Quelle que soit la prévision que vous choisissez, il ne fait aucun doute que les coûts du changement climatique augmentent – ​​et pas à un rythme constant. Au lieu de cela, les coûts augmentent progressivement, puis fortement, propulsés par les catastrophes liées au climat. Coïncidence sombre mais révélatrice, le retrait de la Fed du NGFS intervient à un moment où la Californie en fait l'expérience directe, alors que les incendies de forêt s'intensifient. des milliers des maisons, des entreprises et des écosystèmes en cendres.

Les risques microprudentiels sont évidents. Ces structures incendiées étaient pour la plupart hypothéquées. Mais il est peu probable que l’assurance couvre l’intégralité du coût de la reconstruction, même pour ceux qui en bénéficient, et de nombreux propriétaires étaient sous-assurés ou non assurés, précisément parce que les risques croissants dus aux catastrophes provoquées par le climat ont augmenté. conduit vers le haut taux et a amené certains assureurs à refuser pour offrir une couverture. Si les propriétés détruites ne sont pas reconstruites, les hypothèques associées ne seront pas remboursées et les banques locales et nationales qui ont accordé les prêts subiront de lourdes pertes.

Cette observation ne peut pas être considérée comme un politiquement correct. Au contraire, compte tenu de son potentiel de déstabilisation du système financier, cette situation mérite clairement l’attention des banquiers centraux. C'est pourquoi la BOE et la BCE tests de résistance entreprises, banques et compagnies d'assurance supervisées pour risque climatiqueet imposer des normes en matière de divulgation, de méthodologies, de processus et de gouvernance sur le climat. La PBOC, pour sa part, intègre le changement climatique dans la réglementation et la surveillance financières, et élabore des règles de prêt écologiques.

Mais la Fed – la banque centrale la plus importante du monde – a d'autres projets. En se retirant du NGFS et en tournant le dos aux scénarios et analyses de risques climatiques, il a en effet annoncé vouloir fermer les yeux et les oreilles sur les dangers de la crise climatique. Cela augmente la probabilité de futures défaillances systémiques, car les responsables de la Fed sont moins susceptibles de détecter les risques qui se matérialisent sous les yeux de leurs superviseurs bancaires, que ce soit en Californie, en Louisiane, en Floride ou au Texas.
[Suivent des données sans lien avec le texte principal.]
Issue #1507, opened 2015-09-23
custom "CsvItemExporter" doesn't support 'from_settings' ? 


jschilling1:
I used to access settings in my custom exporter using "from scrapy.conf import settings" which is now depreciated. 'from_settings' and 'from_crawler' don't work there what should i do?

```
class CustomCsvItemExporter(CsvItemExporter):
    def __init__(self, *args, **kwargs):
        super(CustomCsvItemExporter, self).__init__(*args, **kwargs)
    @classmethod
    def from_settings(cls, settings):
        print ('from_settings ran')
        return cls(settings)
```

kmike:
Fixed by https://github.com/scrapy/scrapy/pull/3348.

PR #1605, opened 2015-11-16
Add from_crawler constructor for feed exporters and storages

jdemaeyer:
Addresses #1567. This moves the "which constructor should I call" logic from the middleware manager into a util function, and re-uses it in the feed exporter extension.

Feed exporters and storages can now provide a `from_crawler()` class method and properly access settings.

PR #2044, opened 2016-06-08
Access settings from feed storages

### LINKED ISSUE #1567: Access settings from feed storages
Hi,

Feed storages should be able to access settings the new way.

For instance, `S3FeedStorage` uses both `AWS_ACCESS_KEY_ID` and `AWS_SECRET_ACCESS_KEY` from the settings. Currently they're gotten from `scrapy.conf` but this is now deprecated: this cause the build of PR #1559 to fail.

What about adding settings to the constructor of storages?

rampage644:
Intention is to acceess settings in feed storages that could require some more information to be configured propery (providing `uri` is not sufficient for them).

For example, `S3FeedStorage` requires AWS credentials that could be supplied from settings and not uri.
Given full text search over scrapy project, this storage is the only thing that actually uses `scrapy.conf.settings` to access them.

I don't want storages to implement `from_crawler` method (for anything) as `FeedExporter`, `IStorage`s and `IFeedExporters` is much simpler abstraction than `FeedExporter`, `IStorage`s and `IFeedExporters` _plus_ signals, crawlers, or whatever. We already have FeedExporter extension that could forward any signal to storages and/or exporters.

Closes #1567. #1507 Also related.
#2036 depends on this.

### DIFF
--- a/scrapy/extensions/feedexport.py
+++ b/scrapy/extensions/feedexport.py
@@ -32,7 +32,7 @@ logger = logging.getLogger(__name__)
 class IFeedStorage(Interface):
     """Interface that all Feed Storages must implement"""
 
-    def __init__(uri):
+    def __init__(uri, settings=None):
         """Initialize the storage with the parameters given in the URI"""
 
     def open(spider):
@@ -63,7 +63,7 @@ class BlockingFeedStorage(object):
 @implementer(IFeedStorage)
 class StdoutFeedStorage(object):
 
-    def __init__(self, uri, _stdout=None):
+    def __init__(self, uri, settings=None, _stdout=None):
         if not _stdout:
             _stdout = sys.stdout if six.PY2 else sys.stdout.buffer
         self._stdout = _stdout
@@ -78,7 +78,7 @@ class StdoutFeedStorage(object):
 @implementer(IFeedStorage)
 class FileFeedStorage(object):
 
-    def __init__(self, uri):
+    def __init__(self, uri, settings=None):
         self.path = file_uri_to_path(uri)
 
     def open(self, spider):
@@ -93,8 +93,7 @@ class FileFeedStorage(object):
 
 class S3FeedStorage(BlockingFeedStorage):
 
-    def __init__(self, uri):
-        from scrapy.conf import settings
+    def __init__(self, uri, settings=None):
         u = urlparse(uri)
         self.bucketname = u.hostname
         self.access_key = u.username or settings['AWS_ACCESS_KEY_ID']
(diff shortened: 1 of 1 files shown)


kmike:
See also: https://github.com/scrapy/scrapy/pull/1605

rampage644:
@kmike, thanks for more information.

I personally don't like the idea implementing `from_crawler` factory for all classes but most people seem to be OK with it. 
However, I'd like to get this done. PR you mentioned wasn't merged and discussion has stopped. Is it possible to get this merged I switch to `from_crawler` methods and not regular ctors.

I'm interested in getting this done :)

kmike:
@rampage644 in #1605 the idea was to support both `from_settings` and `from_crawler`. I agree that using settings (via `from_settings`) is a simpler interface, but by supporting both (and extracting code to support both to a function) it is possible to make Scrapy more consistent - if it could have a single 'extension' interface which can be used for most components then it'd be a win.

Passing settings object directly to constructor can be a bit worse than using `from_settings` method because `from_settings` needs Settings instance, while constructor can accept just the necessary options as keyword arguments and raise an error if necessary arguments are not passed. This is definitely more ceremony than just accepting Settings or Crawler object in constructor, but it makes code less coupled.

I'm on fence about showing a warning for `from_settings` (as suggested in comments to #1605). On one hand, `from_settings` is a simpler API; on the other hand, with `from_crawler` one can just use crawler.settings, and one can use all necessary settings as constructor arguments, so `from_settings` method doesn't bring much value.

Another option is to deprecate `from_settings`, make all components use `from_crawler`, and pass settings to constructors consistently. Components which don't need crawler may avoid implementing from_crawler method (like storage classes in your PR). But this would be a much-much larger change if we want all components work like this, because all constructors will have to be changed to accept `settings` parameter.

In #1605 there is also some code for backwards compatibility with settings-less Storage constructors; it'd be nice to keep it. After changes in this PR S3FeedStorage may fail when created manually.

So +1 to get this feature in Scrapy; using `from_settings` and `from_crawler` is not perfect (it is a bit too verbose for users), but for me it looks like the best option because otherwise it is hard to make all Scrapy components consistent.

rampage644:
> while constructor can accept just the necessary options as keyword arguments and raise an error if necessary arguments are not passed. This is definitely more ceremony than just accepting Settings or Crawler object in constructor, but it makes code less coupled.

I have +1'ed this somewhere already. I believe it happened _after_ i've got that far into codebase. Putting only necessary parameters into constructor makes much more sense than using generic `Settings` object.

I'll update PR with `from_*` methods implementation.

Le leadership de la Fed en permanence stresse l’importance de la « dépendance aux données ». Pourtant, la banque centrale a décidé d’ignorer une masse énorme – et en croissance rapide – de données montrant que les risques climatiques sont des risques économiques, afin d’apaiser un président qui ne connaît peut-être même pas l’existence du NGFS. Le Conseil de la Fed aurait pu conserver son adhésion au NGFS et attendre son heure. Il n’y avait aucune raison de sauter avant d’être poussé.

Mais la Fed a peur. Le retrait du NGFS suggère que sa prise de décision reflétera au moins en partie des pressions politiques, et non une analyse indépendante fondée sur des données. Cela n’augure rien de bon pour les quatre prochaines années – et au-delà.